Records below:

PR #84, opened 2021-11-03
Enable arithmetic operations on Variables

### LINKED ISSUE #62: Variables as floats
We should implement all of the dunder functions needed to treat a variable as a floating-point value. That way, operations like:
```
a = DesignVariable(2.0)
>>> a.value + 3.0
5.0
```
can be done more simply as
```
>>> a + 3.0
5.0
```

adisr04:
- Implement dunder functions to allow `Variable` values to be used in arithmetic operations
- Implement dunder functions to allow `IndependentVariable` values to be used in in-place arithmetic operations
- Enable creation of `DependentVariable`s through arithmetic operations (`Sum`, `Difference`, `Product`, `Quotient`, `Power`, `Negation`)
- Add unit tests and documentation for new features

Resolves #62


relentless/variable.py
```diff
@@ -305,6 +305,65 @@ def athigh(self):
         """
         return self.state is self.State.HIGH
 
+    def __add__(self, val):
```
mphoward, line 308: These operations are actually more generic than just the `DesignVariables`. Hence, I recommend moving the methods as follows:

I think the binary operators (`__add__`, etc.) should be defined at the `Variable` level. If a value is not a `Variable`, you should coerce it into an `IndependentVariable`.

I think the unary infix operators (`__iadd__`, etc.) should be defined at the `IndependentVariable` level, and they should only allow regular numbers (and not `Variable`), as this would otherwise mean that we need to convert the variable into a `DependentVariable` However, infix operators may not change the type of the object itself. I think it is reasonable to scope this separation.

mphoward (changes requested):
This is a good start! I left a general comment on the organization of the methods. After you address this, and implement any appropriate tests, I will review more closely for correctness and corner cases.

relentless/variable.py
```diff
@@ -74,13 +86,79 @@ class Variable(abc.ABC):
...
         pass
 
+    def __add__(self, val):
+        """Addition of two variables, or of a variable and a scalar."""
+        v = val if isinstance(val, Variable) else IndependentVariable(val)
+        return Sum(self, val)
+
+    def __radd__(self, val):
+        """Addition of a scalar and a variable."""
+        return Sum(IndependentVariable(val), self)
```
mphoward, line 124: Is the reason `val` is always cast to an `IndependentVariable` because it must be something other than a `Variable` if `__radd__` gets called? Just asking because I don't remember when this is actually invoked in python.

relentless/variable.py
```diff
@@ -74,13 +86,79 @@ class Variable(abc.ABC):
...
     @property
     @abc.abstractmethod
     def value(self):
         """float: Value of the variable."""
         pass
 
+    def __add__(self, val):
+        """Addition of two variables, or of a variable and a scalar."""
+        v = val if isinstance(val, Variable) else IndependentVariable(val)
+        return Sum(self, val)
```
mphoward, line 120: Here and thereafter, you need to use `v` not `val`, or this typecast does nothing :)

relentless/variable.py
```diff
@@ -74,13 +86,79 @@ class Variable(abc.ABC):
...
 
+    Examples
+    --------
+    Create variables with specified value::
+
+        x = relentless.variable.IndependentVariable(value=2.0)
+
+    If the value is numerical, arithmetic operations are available::
+
+        >>> print(x+2.0)
```
mphoward, line 97: Should we add `__str__` to the `Variable`? I think these examples don't work as shown, since we haven't written a string converter. Maybe you can test and confirm? It would be something small like:
```
def __str__(self):
    return str(self.value)
```

relentless/variable.py
```diff
@@ -74,13 +86,79 @@ class Variable(abc.ABC):
...
+        4.0
+        >>> print(5.0-x)
+        1.0
+        >>> print(2.0*x)
+        2.0
+        >>> print(x/4.0)
+        0.5
+        >>> print(x^2.0)
```
mphoward, line 105: This is not valid python syntax
```suggestion
        >>> print(x**2)
```

relentless/variable.py
```diff
@@ -103,6 +181,21 @@ class IndependentVariable(Variable):
         >>> print(x.value)
         -1.0
 
+    Perform in-place arithmetic operations::
+
+        >>> x += 4.0
+        >>> print(x.value)
```
mphoward, line 187: If you do the string conversion, you can remove `.value` here

relentless/variable.py
```diff
@@ -559,6 +702,144 @@ class BinaryOperator(DependentVariable):
...
+
+    def _derivative(self, param):
+        if param == 'a':
+            try:
+                return 1.0/self.b.value
+            except ZeroDivisionError:
+                return numpy.inf
+        elif param == 'b':
+            try:
+                return -self.a.value/self.b.value**2.0
```
mphoward, line 808:
```suggestion
                return -self.a.value/self.b.value**2
```

relentless/variable.py
```diff
@@ -559,6 +702,144 @@ class BinaryOperator(DependentVariable):
...
+        Second value.
+
+    """
+    @property
+    def value(self):
+        return self.a.value**self.b.value
+
+    def _derivative(self, param):
+        if param == 'a':
+            return self.b.value*self.a.value**(self.b.value-1.0)
```
mphoward, line 833:
```suggestion
            return self.b.value*self.a.value**(self.b.value-1)
```
There should also be a special case for `b == 0`, right?

relentless/variable.py
```diff
@@ -559,6 +702,144 @@ class BinaryOperator(DependentVariable):
...
+    ----------
+    a : :class:`Variable`
+        First value.
+    b : :class:`Variable`
+        Second value.
+
+    """
+    @property
+    def value(self):
+        return self.a.value**self.b.value
```
mphoward, line 829: You might want to replace all of these with `np.power`:
```
numpy.power(self.a.value,self.b.value)
```
I think there was something less robust about `**`, but I don't remember what.

mphoward (changes requested):
This also looks really good! Here are a couple small things to address, and then I think we can merge this too.

relentless/variable.py
adisr04: Yes, `1+var` is interpreted as `var.__radd__(1)` . If both operands are `Variable`s then the usual `__add__` method can be used.

mphoward: OK, that's what I thought, thanks!

tests/test_variable.py
```diff
@@ -5,6 +5,60 @@
...
+        self.assertAlmostEqual(x.value, 16.0)
+        x = v**3.0
+        self.assertAlmostEqual(x.value, 8.0)
+
+        #negation
+        x = -w
+        self.assertAlmostEqual(x.value, -4.0)
+
+        #string conversion
+        self.assertEqual(str(x), str(x.value))
```
mphoward, line 60: Small thing, make this check the expected string:
```suggestion
        self.assertEqual(str(x), "4")
```
(or however this formats)

mphoward (changes requested):
One small thing on your new unit test, then this can be merged. Thanks!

End of Records.

What the exercise asks.
Output every record exactly as written, with nothing dropped.

Your solution.
PR #84, opened 2021-11-03
Enable arithmetic operations on Variables

### LINKED ISSUE #62: Variables as floats
We should implement all of the dunder functions needed to treat a variable as a floating-point value. That way, operations like:
```
a = DesignVariable(2.0)
>>> a.value + 3.0
5.0
```
can be done more simply as
```
>>> a + 3.0
5.0
```

adisr04:
- Implement dunder functions to allow `Variable` values to be used in arithmetic operations
- Implement dunder functions to allow `IndependentVariable` values to be used in in-place arithmetic operations
- Enable creation of `DependentVariable`s through arithmetic operations (`Sum`, `Difference`, `Product`, `Quotient`, `Power`, `Negation`)
- Add unit tests and documentation for new features

Resolves #62


relentless/variable.py
```diff
@@ -305,6 +305,65 @@ def athigh(self):
         """
         return self.state is self.State.HIGH
 
+    def __add__(self, val):
```
mphoward, line 308: These operations are actually more generic than just the `DesignVariables`. Hence, I recommend moving the methods as follows:

I think the binary operators (`__add__`, etc.) should be defined at the `Variable` level. If a value is not a `Variable`, you should coerce it into an `IndependentVariable`.

I think the unary infix operators (`__iadd__`, etc.) should be defined at the `IndependentVariable` level, and they should only allow regular numbers (and not `Variable`), as this would otherwise mean that we need to convert the variable into a `DependentVariable` However, infix operators may not change the type of the object itself. I think it is reasonable to scope this separation.

mphoward (changes requested):
This is a good start! I left a general comment on the organization of the methods. After you address this, and implement any appropriate tests, I will review more closely for correctness and corner cases.

relentless/variable.py
```diff
@@ -74,13 +86,79 @@ class Variable(abc.ABC):
...
         pass
 
+    def __add__(self, val):
+        """Addition of two variables, or of a variable and a scalar."""
+        v = val if isinstance(val, Variable) else IndependentVariable(val)
+        return Sum(self, val)
+
+    def __radd__(self, val):
+        """Addition of a scalar and a variable."""
+        return Sum(IndependentVariable(val), self)
```
mphoward, line 124: Is the reason `val` is always cast to an `IndependentVariable` because it must be something other than a `Variable` if `__radd__` gets called? Just asking because I don't remember when this is actually invoked in python.

relentless/variable.py
```diff
@@ -74,13 +86,79 @@ class Variable(abc.ABC):
...
     @property
     @abc.abstractmethod
     def value(self):
         """float: Value of the variable."""
         pass
 
+    def __add__(self, val):
+        """Addition of two variables, or of a variable and a scalar."""
+        v = val if isinstance(val, Variable) else IndependentVariable(val)
+        return Sum(self, val)
```
mphoward, line 120: Here and thereafter, you need to use `v` not `val`, or this typecast does nothing :)

relentless/variable.py
```diff
@@ -74,13 +86,79 @@ class Variable(abc.ABC):
...
 
+    Examples
+    --------
+    Create variables with specified value::
+
+        x = relentless.variable.IndependentVariable(value=2.0)
+
+    If the value is numerical, arithmetic operations are available::
+
+        >>> print(x+2.0)
```
mphoward, line 97: Should we add `__str__` to the `Variable`? I think these examples don't work as shown, since we haven't written a string converter. Maybe you can test and confirm? It would be something small like:
```
def __str__(self):
    return str(self.value)
```

relentless/variable.py
```diff
@@ -74,13 +86,79 @@ class Variable(abc.ABC):
...
+        4.0
+        >>> print(5.0-x)
+        1.0
+        >>> print(2.0*x)
+        2.0
+        >>> print(x/4.0)
+        0.5
+        >>> print(x^2.0)
```
mphoward, line 105: This is not valid python syntax
```suggestion
        >>> print(x**2)
```

relentless/variable.py
```diff
@@ -103,6 +181,21 @@ class IndependentVariable(Variable):
         >>> print(x.value)
         -1.0
 
+    Perform in-place arithmetic operations::
+
+        >>> x += 4.0
+        >>> print(x.value)
```
mphoward, line 187: If you do the string conversion, you can remove `.value` here

relentless/variable.py
```diff
@@ -559,6 +702,144 @@ class BinaryOperator(DependentVariable):
...
+
+    def _derivative(self, param):
+        if param == 'a':
+            try:
+                return 1.0/self.b.value
+            except ZeroDivisionError:
+                return numpy.inf
+        elif param == 'b':
+            try:
+                return -self.a.value/self.b.value**2.0
```
mphoward, line 808:
```suggestion
                return -self.a.value/self.b.value**2
```

relentless/variable.py
```diff
@@ -559,6 +702,144 @@ class BinaryOperator(DependentVariable):
...
+        Second value.
+
+    """
+    @property
+    def value(self):
+        return self.a.value**self.b.value
+
+    def _derivative(self, param):
+        if param == 'a':
+            return self.b.value*self.a.value**(self.b.value-1.0)
```
mphoward, line 833:
```suggestion
            return self.b.value*self.a.value**(self.b.value-1)
```
There should also be a special case for `b == 0`, right?

relentless/variable.py
```diff
@@ -559,6 +702,144 @@ class BinaryOperator(DependentVariable):
...
+    ----------
+    a : :class:`Variable`
+        First value.
+    b : :class:`Variable`
+        Second value.
+
+    """
+    @property
+    def value(self):
+        return self.a.value**self.b.value
```
mphoward, line 829: You might want to replace all of these with `np.power`:
```
numpy.power(self.a.value,self.b.value)
```
I think there was something less robust about `**`, but I don't remember what.

mphoward (changes requested):
This also looks really good! Here are a couple small things to address, and then I think we can merge this too.

relentless/variable.py
adisr04: Yes, `1+var` is interpreted as `var.__radd__(1)` . If both operands are `Variable`s then the usual `__add__` method can be used.

mphoward: OK, that's what I thought, thanks!

tests/test_variable.py
```diff
@@ -5,6 +5,60 @@
...
+        self.assertAlmostEqual(x.value, 16.0)
+        x = v**3.0
+        self.assertAlmostEqual(x.value, 8.0)
+
+        #negation
+        x = -w
+        self.assertAlmostEqual(x.value, -4.0)
+
+        #string conversion
+        self.assertEqual(str(x), str(x.value))
```
mphoward, line 60: Small thing, make this check the expected string:
```suggestion
        self.assertEqual(str(x), "4")
```
(or however this formats)

mphoward (changes requested):
One small thing on your new unit test, then this can be merged. Thanks!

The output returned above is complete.